# Thumping through speakers when putting windows 10 to sleep



## Rossy (Dec 5, 2021)

I just got an evo 8 audio interface and after installing all the software and updating the firmware, i now have a problem when putting windows 10 to sleep or waking it up, I get three loud thumps through the speakers. Does anyone know what is causing this and how I can stop it doing it?
Thanks 😊


----------



## AcousTech (Dec 5, 2021)

Does the same thing happen when you shut Windows down completely? Or just when putting it to sleep?


----------



## MarcusD (Dec 5, 2021)

Is your USB port being turned off for the audio interface when sleep mode activates?


----------



## Rossy (Dec 5, 2021)

MarcusD said:


> Is your USB port being turned off for the audio interface when sleep mode activates?


How would I find that out?


----------



## Rossy (Dec 5, 2021)

MarcusD said:


> Is your USB port being turned off for the audio interface when sleep





AcousTech said:


> Does the same thing happen when you shut Windows down completely? Or just when putting it to sleep?


Either


----------



## AcousTech (Dec 5, 2021)

So, it sounds like the USB port is being turned off when the system goes to sleep - just like it does when you power it down. Here’s what you can do:

a. Click on start button.

b. In the search box type devmgmt.msc and then press enter.

c. Navigate down to *Universal Serial Bus controllers.

d. *On each USB Root Hub item, right-click and choose *Properties.

e. *Click on the *Power Management* tab and un-check the box for *Allow the computer to turn off this device to save* power.

Now, for step d. I would NOT actually do that for all root hubs. I would only do it for the one that your interface is connected to, so you may need to find which hub your interface chains up to. Also, you might see if you can do step e., but only for the the device itself, rather than the whole hub. 

Hope that helps.


----------



## Rossy (Dec 5, 2021)

AcousTech said:


> So, it sounds like the USB port is being turned off when the system goes to sleep - just like it does when you power it down. Here’s what you can do:
> 
> a. Click on start button.
> 
> ...


I appreciate it. I'll give it a try tonight.


----------



## Rossy (Dec 5, 2021)

Rossy said:


> I appreciate it. I'll give it a try tonight.


So unfortunately, that didn't work.


----------



## AcousTech (Dec 5, 2021)

This may be a little more helpful. In my case I'm on Windows 11, and the interface I'm using on this machine is a PreSonus Studio 26c, but neither of those matter as concerns your situation. They are just examples. A couple things to note that I didn't mention before:

When you run devmgmt.msc(Device Management), one thing that may help is to change the mode to view Devices by Connection:





Then, see if you can find your interface. If it's a USB interface it will look something like this:





You can't actually change the power settings of a device; you need to change it for the hub the device is connected to - which is in light blue above. So right click the hub, and choose Properties:






Then, once you have the Properties dialog open, you'll want to find the highlighted box below, and uncheck it:





Does that help at all, or did you already get that far before and it didn't help? In other words, you've already unchecked the box and you're still getting the popping sound?

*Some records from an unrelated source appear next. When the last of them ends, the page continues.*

PR #416, opened 2016-01-15
Fixed issue #9644: Unable to preview survey when using database sessions - link bug 09592

GuillaumeSmaha:
Dev: Call toQuoteValue with PDO::PARAM_LOB to get directly a bytea value

I sent a pull request on Yii framework to fix this issue : https://github.com/yiisoft/yii/pull/4004
But there is also a modification on LimeSurvey code to fix it.

### DIFF
--- a/application/config/config-sample-dblib.php
+++ b/application/config/config-sample-dblib.php
@@ -35,7 +35,7 @@ return array(
 
         // Uncomment the following line if you need table-based sessions
         // 'session' => array (
-            // 'class' => 'system.web.CDbHttpSession',
+            // 'class' => 'application.core.web.DbHttpSession',
             // 'connectionID' => 'db',
             // 'sessionTableName' => '{{sessions}}',
         // ),
--- a/application/config/config-sample-mysql.php
+++ b/application/config/config-sample-mysql.php
@@ -36,7 +36,7 @@ return array(
 // Make sure MySQL max_allowed_packet setting is large enough, some surveys generate over 2 MB of session data.
 /*
         'session' => array (
-            'class' => 'system.web.CDbHttpSession',
+            'class' => 'application.core.web.DbHttpSession',
             'connectionID' => 'db',
             'sessionTableName' => '{{sessions}}',
         ),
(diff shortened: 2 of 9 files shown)


Shnoulle:
@c-schmitz we already have some patch for Yii. But we can update too Yii quoteValue in application.

GuillaumeSmaha:
OK, I will update my patch.

Shnoulle:
Hi, i don't think fix framework , but Yii use public function :).

The fix framework in application : https://github.com/LimeSurvey/LimeSurvey/tree/master/application/core/db

GuillaumeSmaha:
@Shnoulle Ok, I understand.
So, I edit  application/core/db/DbConnection.php instead of framework/db/CDbConnection.php
I create a file application/core/web/DbHttpSession.php

In config.php, I use :

			'class' => 'application.core.web.DbHttpSession',

instead of

			'class' => 'system.web.CDbHttpSession',


But how do you manage the next update to notify users to use  'application.core.web.DbHttpSession', instead of 'system.web.CDbHttpSession' ?


And I find in kcfinder a condition using system.web.CDbHttpSession :
https://github.com/LimeSurvey/LimeSurvey/blob/master/third_party/kcfinder/core/bootstrap.php#L366
May be something will be break ?

Shnoulle:
Hi,

But core/db/DbConnection extend framework/db/CDbConnection.php https://github.com/GuillaumeSmaha/LimeSurvey/blob/fix_session_expire_postgresql/application/core/db/DbConnection.php#L3 

Then https://github.com/GuillaumeSmaha/LimeSurvey/blob/fix_session_expire_postgresql/framework/db/CDbConnection.php#L573 can fixed without updating config ? No , I made an error.

Sorry : i want to do spome test : but https://bugs.limesurvey.org/view.php?id=9644#c34284 no bug with actual GIT and PostgreSQL 9.1.18

GuillaumeSmaha:
1) Yes, I need the function quoteValue in db connection, but I notice I should use quoteValue($str, $quoteParam) without optional parameter for compatibility.

2) I try without updating the configuration and the class is not called. For example, DbConnection is defined in the internal configuration :
https://github.com/LimeSurvey/LimeSurvey/blob/master/application/config/internal.php#L77

3) I answered to the post and how reproduce the error

Shnoulle:
Oh yes , extend CDbHttpSession, DbConnection is alreay extended .

Think it's OK

PR #417, opened 2016-01-15
Re-added Yii framework License file.

cebe:
https://github.com/yiisoft/yii/blob/master/LICENSE

>  * Redistributions of source code must retain the above copyright
   notice, this list of conditions and the following disclaimer.

:)


cebe:
@c-schmitz @Shnoulle @SamMousa ping.

PR #420, opened 2016-01-19
unable to use Survey::model in Plugin cron : 2nd solution

Shnoulle:
Dev: Survey::model use Permission, and Permission use session
Dev: use alternative soilution : don't call getUserId when get permission


Shnoulle:
See https://github.com/LimeSurvey/LimeSurvey/pull/419 : this one seem more clear, but 419 allow to add self::getUserId for other function

Shnoulle:
Thanks @SamMousa ;)

PR #408, opened 2016-01-11
Fixed issue #10221: High values are wrong on rendering

GuillaumeSmaha:
Number_format returns a bad value with number greater than 9999999999999998.

Example of calls with number_format :

    echo "Number : ".$a."\n";
    echo "Format : ".number_format($a, 0, '', '')."\n";
    echo "Fixed  : ".number_format_double($a, 0, '', '')."\n";

Results :

	Number : 9999999999999998
	Format : 9999999999999998
	Fixed  : 9999999999999998

	Number : 9999999999999999
	Format : 10000000000000000
	Fixed  : 9999999999999999

	Number : 12345678901234567167
	Format : 12345678901234567168
	Fixed  : 12345678901234567167

	Number : 12345678901234567168
	Format : 12345678901234567168
	Fixed  : 12345678901234567168

	Number : 12345678901234567169
	Format : 12345678901234567168
	Fixed  : 12345678901234567169

	Number : 12345678901234567170
	Format : 12345678901234567168
	Fixed  : 12345678901234567170

	Number : 99999999999999999999
	Format : 100000000000000000000
	Fixed  : 99999999999999999999

PR #421, opened 2016-01-20
Update feature: Improvement priceFormat

GuillaumeSmaha:
Dev: Remove String.fromCharCode: Key map != Ascii map !
Dev: Allow Home & End key
Dev: Add option to allow CtrlKey: default: true
Dev: Add option to keep cursor at the same place except for the decimal part: default: true
Dev: Add option to shift cents into integer: default: false
Dev: Add option to start directly with the integer part: default: true

*It doesn't work on input with int only or thousand separator and int only because priceFormat is called twice in https://github.com/LimeSurvey/LimeSurvey/blob/master/scripts/numerical_input.js#L17

### DIFF
--- a/third_party/jquery-price-format/jquery_price_format.js
+++ b/third_party/jquery-price-format/jquery_price_format.js
@@ -28,7 +28,12 @@
             clearSufix: false,
 			allowNegative: false,
 			insertPlusSign: false,
-			clearOnEmpty:false
+			clearOnEmpty:false,
+			keepCursorPosition: true,
+			startWithInteger: true,
+			shiftCentsToInteger: false,
+			allowCtrlKey: true
+
 		};
 
 		var options = $.extend(defaults, options);
@@ -58,6 +63,10 @@
 			var allowNegative = options.allowNegative;
 			var insertPlusSign = options.insertPlusSign;
 			var clearOnEmpty = options.clearOnEmpty;
+			var keepCursorPosition = options.keepCursorPosition;
+			var startWithInteger = options.startWithInteger;
+			var shiftCentsToInteger = options.shiftCentsToInteger;
+			var allowCtrlKey = options.allowCtrlKey;
 			
 			// If insertPlusSign is on, it automatic turns on allowNegative, to work with Signs
 			if (insertPlusSign) allowNegative = true;
@@ -65,7 +74,30 @@
 			function set(nvalue)
 			{
 				if(obj.is('input'))
-					obj.val(nvalue);
+				{
+					var dObj = obj[0];
+					if(keepCursorPosition && obj.is('input') && dObj.selectionStart == dObj.selectionEnd)
+					{
+						var str = obj.val();
+						var pointPosition = dObj.selectionStart;
+
+						var diffThousandSeparator = 0;
+						if(str.indexOf(thousandsSeparator) !== -1 || nvalue.indexOf(thousandsSeparator) !== -1)
+						{
+							diffThousandSeparator = str.length - nvalue.length;
+							pointPosition -= diffThousandSeparator;
+						}
+
+						obj.val(nvalue);
+
+						dObj.selectionStart = pointPosition; 
+						dObj.selectionEnd = pointPosition;
+					}
+					else
+					{
+						obj.val(nvalue);
+					}
+				}
 				else
 					obj.html(nvalue);
 			}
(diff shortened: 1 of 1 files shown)


Shnoulle:
Update the jquery-price-format, then send it to Sam.

For twice call a .not('.integeronly') do the trick :)

GuillaumeSmaha:
@Shnoulle Twice priceFormat should be fixed in the PR https://github.com/LimeSurvey/LimeSurvey/pull/412

GuillaumeSmaha:
This also fix a bug with Previous button.

For example : 2 groups. On the first : 1 numerical input with thousand separator and on the second whatever.
Enter the number 200.00. Click Next
Click Previous: The number is convert into 2.00 due the previous version of priceFormat which always take the 2 last digits as the decimal part


May be https://bugs.limesurvey.org/view.php?id=10211

GuillaumeSmaha:
Bug found : Int only & thousand separator : Too much zeros.

GuillaumeSmaha:
Ok no bug ... Just my test case which doesn't work.
I had twice calls of priceFormat for the inputOnly integer.

maziminke:
Denis, can you look into this and merge if everything looks fine?
Thanks!

Shnoulle:
No ,

Because if i merge , last time there are a bug in it : i'm in cahrge of correction. And actually : i don't want charge on it.

maziminke:
Carsten, do you have balls :-)

Am 19.02.2016 um 10:12 schrieb Denis Chenu:

Shnoulle:
Assigned to @olleharstedt because he start to work on it. There are 2 other pull request for fix thousand_separator ;)

third_party/jquery-price-format/jquery_price_format.js
```diff
@@ -65,7 +74,30 @@
...
+						dObj.selectionStart = pointPosition; 
+						dObj.selectionEnd = pointPosition;
+					}
+					else
+					{
+						obj.val(nvalue);
+					}
+				}
 				else
 					obj.html(nvalue);
```
olleharstedt: Please always add curly braces around all if- and else-statements.

olleharstedt:
If I enter `12.12` into a number field and then click backspace to remove it, the field will be filled with zeros.

third_party/jquery-price-format/jquery_price_format.js
```diff
@@ -201,13 +261,21 @@
 				// Minus Sign, Plus Sign
 				if (allowNegative && (code == 189 || code == 109 || code == 173)) functional = true;
 				if (insertPlusSign && (code == 187 || code == 107 || code == 61)) functional = true;
+
+				// Home, End
+				if (code == 35) functional = true;
```
olleharstedt: As above, please add curly braces.

olleharstedt:
Another issue: If I enter 12 and then click tab to next numerical question and enter 12, the result will be 120.

olleharstedt:
I merged this by mistake, it should still be open. Sorry.

GuillaumeSmaha:
@olleharstedt  Ok, I am fixing it

GuillaumeSmaha:
@olleharstedt If you revert the merge, I can create a new pull request.

olleharstedt:
It's reverted.

There's a lot of work on this feature right now, and it has a lot of issues... Shnoulle just did this one: https://github.com/LimeSurvey/LimeSurvey/pull/445

I would suggest:

1. One fix should be one commit. Now it's many fixes in one, which makes it harder to follow.
2. Please please make sure to link to bugs in the bug-tracker. It's not clear what is bug fix and what is a new feature implementation. If you split your merge requests between bug fixes and new features we can prioritize the bug fixes.

Thanks for your effort.

GuillaumeSmaha:
Ok thanks
It's already splited in few commits :
- https://github.com/LimeSurvey/LimeSurvey/pull/421 This pull request to enhanced the input 
behavior and have a friendly input to use
Now, there is a new pull request : https://github.com/LimeSurvey/LimeSurvey/pull/446
- https://github.com/LimeSurvey/LimeSurvey/pull/407 This aims to fix the drawing of the result : Draw 9 instead of 9.00000 for multiple numerical input in CSV, PDF and HTML
- https://github.com/LimeSurvey/LimeSurvey/pull/412 This fixes the value saved in the database to remove correctly the thousand marks and to convert the decimal mark into a point.
- https://github.com/LimeSurvey/LimeSurvey/pull/408 This fixes an issue with big number (issue with number_format)

PR #422, opened 2016-01-20
Fixed #10198: Unable to import tokens due to missing global surveys -…

mennodekker:
…> import permission

dev: do i need to fix currently set permission in a db patch?


mennodekker:
Not really  used to working like this. It seems my pull was auto updated with another commit. If you want me to do two pulls let me know and I will change it.

PR #425, opened 2016-02-02
Fixed issue #10266: After update to 2.5 with updated default template

Shnoulle:
- validate template in getTemplateConfiguration
-  don't test validity of standard template :not needed
- revert to standard/default if not 2.5 compatible


Shnoulle:
@LouisGac : here i deactivate old template. Maybe add a default config.xml ? if template is outdated ?

PR #426, opened 2016-02-02
New feature: Avoid activate a survey expired or in the future

danielgimeno:
Dev: Added an warning meesage indicating that a survey is in the future or expired. Also added a new buttons to update survey settings or activate anyway

### DIFF
--- a/application/controllers/admin/surveyadmin.php
+++ b/application/controllers/admin/surveyadmin.php
@@ -427,6 +427,31 @@ class SurveyAdmin extends Survey_Common_Action
             $aData['failedgroupcheck'] = $failedgroupcheck;
             $aData['aSurveysettings'] = getSurveyInfo($iSurveyID);
 
+            if (empty(Yii::app()->request->getPost('activate'))){
+                $survey = Survey::model()->findByAttributes(array('sid' => $iSurveyID));
+
+                $todayDate = new DateTime('now');
+                $surveyExpireDate = new DateTime($survey->expires);
+                $surveyStartDate = new DateTime($survey->startdate);                
+
+                if (!empty($survey->startdate) && $todayDate < $surveyStartDate) {
+                    
+                    $aViewUrls['output'] = "<div class='messagebox ui-corner-all'><div class='warningheader'>".gT("This Survey is not yet started. Would like to change the survey settings?")."</div>";                        
+                }
+                else if (!empty ($survey->expires) && $todayDate > $surveyExpireDate) {
+                    $aViewUrls['output'] = "<div class='messagebox ui-corner-all'><div class='warningheader'>".gT("This Survey is expired. Would like to change the survey settings?")."</div>";                        
+                }
+                else {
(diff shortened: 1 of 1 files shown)


Shnoulle:
Hi,

In 2.05/06 : we see if survey is active : different icon. Think it's OK, no need an alert ?

PS: 
1st : must test if expires or startdate is set before showing anything
2nd:  $_POST : use App()->request()->getPost('activate');
3rd: i really think this feature can be in plugin if needed (think it's not needed).

Aestu:
@Shnoulle We discussed about this issue in a developer meeting. I thought we should prevent activation but the group suggested this more conservative solution. I thought there was a consensus, we have already made the effort.

Shnoulle:
I don't rememeber th dev meeting, maybe i'm not here :). I don't understand : you mean we need an alert or not ?

Aestu:
I don't remember the day of the meeting but I'm sure I give Daniel this task because I had the conversation with the team. IMHO having an alert is very positive and can prevent problems.

Shnoulle:
Then : must be fixed : Yy getPost + must test if expires or startdate is set

danielgimeno:
Of course! ASAP! 
I'm sure this additional message will help

danielgimeno:
Done it.

application/controllers/admin/surveyadmin.php
```diff
@@ -427,6 +427,31 @@ public function activate($iSurveyID)
             $aData['failedgroupcheck'] = $failedgroupcheck;
             $aData['aSurveysettings'] = getSurveyInfo($iSurveyID);
 
+            if (empty(Yii::app()->request->getPost('activate'))){
```
olleharstedt: Any reason this blob is not in a separate function?

application/controllers/admin/surveyadmin.php
```diff
@@ -427,6 +427,31 @@ public function activate($iSurveyID)
...
+                $survey = Survey::model()->findByAttributes(array('sid' => $iSurveyID));
+
+                $todayDate = new DateTime('now');
+                $surveyExpireDate = new DateTime($survey->expires);
+                $surveyStartDate = new DateTime($survey->startdate);                
+
+                if (!empty($survey->startdate) && $todayDate < $surveyStartDate) {
+                    
+                    $aViewUrls['output'] = "<div class='messagebox ui-corner-all'><div class='warningheader'>".gT("This Survey is not yet started. Would like to change the survey settings?")."</div>";
```
olleharstedt: Why not use flash message?

Shnoulle: Because : show at same place where we see "ANonymous : YES/NO" etc ...
After you can add questoion etc ...

Seems better here : show the alert BEFORE activate :)

Shnoulle:
Why close it ?

danielgimeno:
Because it was developed on a 2.06 version and I decided to start a new 2.5 patch with new features.

PR #430, opened 2016-02-04
Fixed Issue #10311: Question group list is unsorted by default

zerwalter:
Added default sort to active data provider


LouisGac:
thank you. Don't hesitate to participate more. 
I should create a grid view for label sets when I have time, if you're interested : feel free to do it. 
https://demo.limesurvey.org/index.php?r=admin/labels/sa/view

zerwalter:
@LouisGac 
Ok, I will work on it.

PR #431, opened 2016-02-05
Update remotecontrol_handle.php

BertHankes:
Added RPC Routine to copy survey

It uses all internal functions and procedures of limesurvey.

### DIFF
--- a/application/helpers/remotecontrol/remotecontrol_handle.php
+++ b/application/helpers/remotecontrol/remotecontrol_handle.php
@@ -2699,4 +2699,71 @@ class remotecontrol_handle
         }
         return false;
     }
+
+    /**
+     * RPC Routine to copy survey.
+     *
+     * @access public
+     * @param string $sSessionKey Auth credentials
+     * @param int $iSurveyID_org Id of the source  Survey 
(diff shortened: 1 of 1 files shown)


BertHankes:
Thanks to Denis Chenu for making a plugin that extends the RemoteControl function. http://extensions.sondages.pro/extendremotecontrol/ [^]

 This made my day. The requested RPC is now alive

Shnoulle:
Hi @BertHankes : I think it can be great to move all extend remote control system to a core plugin in 3.0 : each function in there own plugin, the core system only add an event for remote control.

If you think it can be interesting : maybe you can open a mantis bug in "devloppement", and if you are ready to develop this when nwe go for 3.0 : we can assign it to you on github :)

BertHankes:
I don't know what my contribution would be. Making extended RPC's?
The array of current RPC's IMHO is sufficient.
It was nice to implement my CopySurvey exention this way. In 3.0 it will become easier I guess.

B.t.w. the export_responses RPC by extendRemoteControl died on me. I think due to rights issues.. So I call my CopySurvey now by the extendRemoteControl and the export_responses 'direct'.

PR #433, opened 2016-02-07
DB error don't show whole information

Shnoulle:
* Yii always return'CDbConnection failed to open the DB connection.' increatePdoInstance
* adding quicly a new dbTest
* this must be done only when installing (public user don't have to see exact error) then not extend DBconnection


Shnoulle:
With new system : 
capture du 2016-02-07 13-55-57

Shnoulle:
Unsure it's the best method here :)

c-schmitz:
looks good to me, lets see how it works out

Shnoulle:
Maybe Yii 2 have better solution, i take a look for 3.XX release ;)

PR #435, opened 2016-02-09
Sometimes it can be impossible to move a questionafter another one.

Shnoulle:
* put max-height of the li
* Put some basic style for organizer : no color : theme can do it
* css transition for animate
* hide button if not needed : did it break (more) big survey ?

## Before ##
capture du 2016-02-09 16-31-57
capture du 2016-02-09 16-50-19

## After ##
capture du 2016-02-09 18-20-14


Shnoulle:
@olleharstedt Can you check with a big survey : i'm upset of https://github.com/LimeSurvey/LimeSurvey/pull/435/files#diff-a502228e39e27a4de77e019846f10ea1R76 part

Shnoulle:
@LouisGac : you test with a big survey ? Because of JS .each() for each question. Maybe can be "deactivated" for survey with more than XX questions

PR #437, opened 2016-02-10
Re-enable search survey by sid, special casing pgsql db instances.

sickpig:


LouisGac:
Thanks for the job.

Shnoulle:
CAST can not do the job ? CAST seem more clear for me

sickpig:
sure we can use cast() 

the '::' operator is just a shortcut

application/models/Survey.php
```diff
@@ -746,6 +746,8 @@ public function search()
         $criteria->join .='LEFT JOIN {{users}} AS users ON ( users.uid = t.owner_id )';
         $criteria->compare('t.active', $this->active, true, 'AND');
         $criteria->compare('surveys_languagesettings.surveyls_title', $this->searched_value, true, 'AND');
+        $sid_reference = (Yii::app()->db->getDriverName() == 'pgsql' ?' t.sid::varchar' : 't.sid');
```
sickpig: using cast we would have: 
``
  $sid_reference = (Yii::app()->db->getDriverName() == 'pgsql' ? ' cast (t.sid as varchar) ' : 't.sid');
``

PR #439, opened 2016-02-13
Update fullpagebar_view.php

BertHankes:
Present 'Create a new survey' button only when user had create rights


LouisGac:
Thank you for fix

If you are still getting the popping sound, the next thing worth trying would be disabling “USB Selective Suspend” as per this:








How to disable Windows 10's 'USB selective suspend' setting


When a USB device is not working correctly with your Windows 10 PC, you can try disabling the "USB selective suspend" feature to fix the problem. Here's how.




www.windowscentral.com


----------



## Rossy (Dec 6, 2021)

AcousTech said:


> This may be a little more helpful. In my case I'm on Windows 11, and the interface I'm using on this machine is a PreSonus Studio 26c, but neither of those matter as concerns your situation. They are just examples. A couple things to note that I didn't mention before:
> 
> When you run devmgmt.msc(Device Management), one thing that may help is to change the mode to view Devices by Connection:
> 
> ...


I did what you suggested but to no avail. I'll try disabling "USB selective suspend" and let you know.
I appreciate all your help.


----------



## Rossy (Dec 6, 2021)

This suck's, so that didn't work either


----------



## MarcusD (Dec 6, 2021)

You don't have your audio interface plugged into your monitors USB do you?


----------



## Rossy (Dec 6, 2021)

MarcusD said:


> You don't have your audio interface plugged into your monitors USB do you?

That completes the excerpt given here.